Bunga menunduk sembari memainkan roknya. Sehingga sedikit tersingkap pahanya yang putih mulus. Lagi-lagi Gading harus membuang pandangan.
"Saya butuh bantuan Bapak?" cetus Bunga kemudian.
"Bantuan? Ada PR Fisika?" tebak Gading dengan polosnya.
"Eum ... Pak saya masih kedinginan." Bunga mengalihkan topik lagi, "boleh saya pinjam baju kering Bapak?"
Gading mengangguk. Dirinya cukup kasihan melihat tubuh Bunga yang terus saja bergetar kedinginan. Dia juga sudah menyayangi Bunda seperti adik sendiri.
Apalagi kakak Bunga adalah kekasih hatinya. Namun, dia dan kakak Bunga sepakat merahasiakan hubungan mereka di hadapan Bunga atau orang tuanya. Alasannya tidak lain adalah kenyamanan untuk Bunga. Keduanya tidak mau Bunga jadi canggung jika tahu kalau guru fisika dan lesnya ternyata adalah calon kakak iparnya
Tanpa mengulur waktu, Gading kembali menuju kamar. Dia sedikit bingung saat membuka pintu lemari.
"Gak ada baju wanita di sini," gumamnya sembari melihat-lihat tumpukan bajunya. "Kamar ibu juga dikunci."
Mata Gading terus mencari pakaian yang cocok dikenakan oleh Bunga. Hingga akhirnya manik cokelat gelapnya tertuju pada kaos oblongnya yang cukup besar. Dia juga menarik salah satu celana training panjangnya.
"Nah ... pakailah!" suruh Gading begitu tiba di hadapan Bunga.
"Terima kasih." Bunga tersenyum lebar, "ngomong-ngomong, Bapak salah ngasih garam ke minuman saya, ya?"
"Hah? Maksudnya?" Alis Gading bertautan.
"Tehnya rasanya asin, Pak." Bunga membalas sambil menyengir geli.
"Masa sih?" Kening Gading berkerut tidak percaya.
"Iya. Gak percaya? Nih coba rasain sendiri." Bunga mengulurkan cangkir berukuran sedang dengan warna putih itu pada Gading.
Gading menerima cangkir tersebut. Pemuda itu menyesap perlahan. Lalu mengecapnya.
"Enggak kok! Ini manis," elak Gading begitu mencicipi minuman buatannya sendiri.
"Asin, Pak." Bunga bersikeras dengan ucapannya, "coba deh minum yang banyak, biar jelas asin atau tidaknya!" suruhnya yakin.
Gading manut. Dia meminum lebih banyak lagi teh hangat tersebut. "Ini manis, Bunga," tegas Gading yakin. Dia menaruh cangkir teh itu kembali ke meja.
Bunga terkikik geli.
"Kenapa kamu ketawa?"
"Bapak mau juga saya kerjain, hi ... hi ... hi." Bunga cekikikan.
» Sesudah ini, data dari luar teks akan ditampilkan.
PR #760, opened 2022-08-13
[crypto] systematize batch verification testing

punwai:
Systematize tests on batch_verify for aggregated signatures.


huitseeker (approved):
Excellent! Thanks a lot!

PR #762, opened 2022-08-14
fix: Make leader election select from the whole Committee

### LINKED ISSUE #755: [consensus] Rotate through all the leader roster
The leader selection process is meant to deterministically chose a leader, for example in a round robin way or even pseudorandom keyed by round.
The function is here [1] [2] :
```rust
    /// Returns a leader node in a round-robin fashion.
    pub fn leader(&self, seed: usize) -> PublicKey {
        let mut keys: Vec<_> = self.authorities.keys().cloned().collect();
        keys.sort();
        keys[seed % self.size()].clone()
```

- Problem 1: this does not select on the basis of stake, but only number, which we should change.
- Problem 2: more subtle. The round (seed) we pass in is filtered by a r % 2 != 0 condition. Meaning that I think we will be selecting a subset of only odd or even validators.
[1]: https://github.com/MystenLabs/narwhal/blob/9c1862af04e8c5ecf9c7504900e9d5d00a088859/consensus/src/bullshark.rs#L145-L161
[2]: https://github.com/MystenLabs/narwhal/blob/9c1862af04e8c5ecf9c7504900e9d5d00a088859/consensus/src/tusk.rs#L145-L164

huitseeker:
Fixes #755

### DIFF
--- a/config/src/lib.rs
+++ b/config/src/lib.rs
@@ -11,6 +11,7 @@
 use arc_swap::ArcSwap;
 use crypto::{traits::EncodeDecodeBase64, PublicKey};
 use multiaddr::Multiaddr;
+use rand::{rngs::StdRng, seq::SliceRandom, SeedableRng};
 use serde::{de::DeserializeOwned, Deserialize, Serialize};
 use std::{
     collections::{BTreeMap, HashMap, HashSet},
@@ -377,11 +378,21 @@ impl Committee {
         (total_votes + 2) / 3
     }
 
-    /// Returns a leader node in a round-robin fashion.
+    /// Returns a leader node as a weighted choice seeded by the provided integer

Gading menghirup udara sebanyak-banyaknya. Dia tidak terlihat kesal di hadapan muridnya.
"Kamu belum jawab pertanyaan saya. Ada apa datang ke sini?"
"Eum ... saya ganti baju dulu, ya Pak?" tukas Bunga mengalihkan perhatian, "di mana saya bisa ganti baju?"
Gading bergeming sejenak. "Kamu bisa ganti baju di kamar mandi. Letaknya di samping dapur."
"Oke ... saya ganti baju dulu, ya Pak." Bunga bangkit berdiri dengan semringah.
Gadis mungil itu meninggalkan guru dan tasnya begitu saja. Gading sendiri memilih kembali menuju ruang tengah. Dia ingin meneruskan pekerjaannya yang sempat tertunda karena kedatangan Bunga. Yaitu mengoreksi hasil ulangan murid-muridnya.
"Pak Gading."
Gading sontak menoleh saat tiba-tiba pundaknya dipegang oleh seseorang. Wajah imut Bunga kembali menampakkan diri. Sontak dia lekas menyingkirkan tangan mungil nan halus itu dari pundaknya. Gading kian dibuat melongo melihat pakaiannya yang digunakan oleh Bunga.
"Kenapa cuma pake kaos oblong saja? Kenapa celana trainingnya tidak dipake?" protes Gading lumayan jengah melihat kelakuan Bunga.
Gadis itu hanya mengenakan kaos oblong. Sehingga sebagian paha dan betis mulusnya terpampang jelas. Benar-benar mengundang.
"Habisnya celana Bapak kepanjangan buat saya. Kan kaki saya pendek, Pak," balas Bunga tanpa malu.
Gading mendengkus resah. "Oke, sekarang katakan apa maksud kedatangan kamu ke sini? Saya gak punya banyak waktu. Lihat tugas saya menumpuk!" Tangan Gading menunjuk tumpukan buku di meja.
"Anu, Pak. Masih ada materi yang belum aku pahami," sahut Bunga dengan nada manja. "Sebentar saya ambil tasnya," pamitnya kemudian.
Gading menelan ludah saat melihat pinggul Bunga yang berlenggak-lenggok. Pemuda itu menggelengkan. Berusaha mengusir pikiran kotor yang tiba-tiba bersarang di kepalanya.
Tidak lama Bunga kembali dari ruang tamu. Tanpa canggung dia duduk di samping Gading. Gadis itu membuka tasnya untuk mengambil buku tugas.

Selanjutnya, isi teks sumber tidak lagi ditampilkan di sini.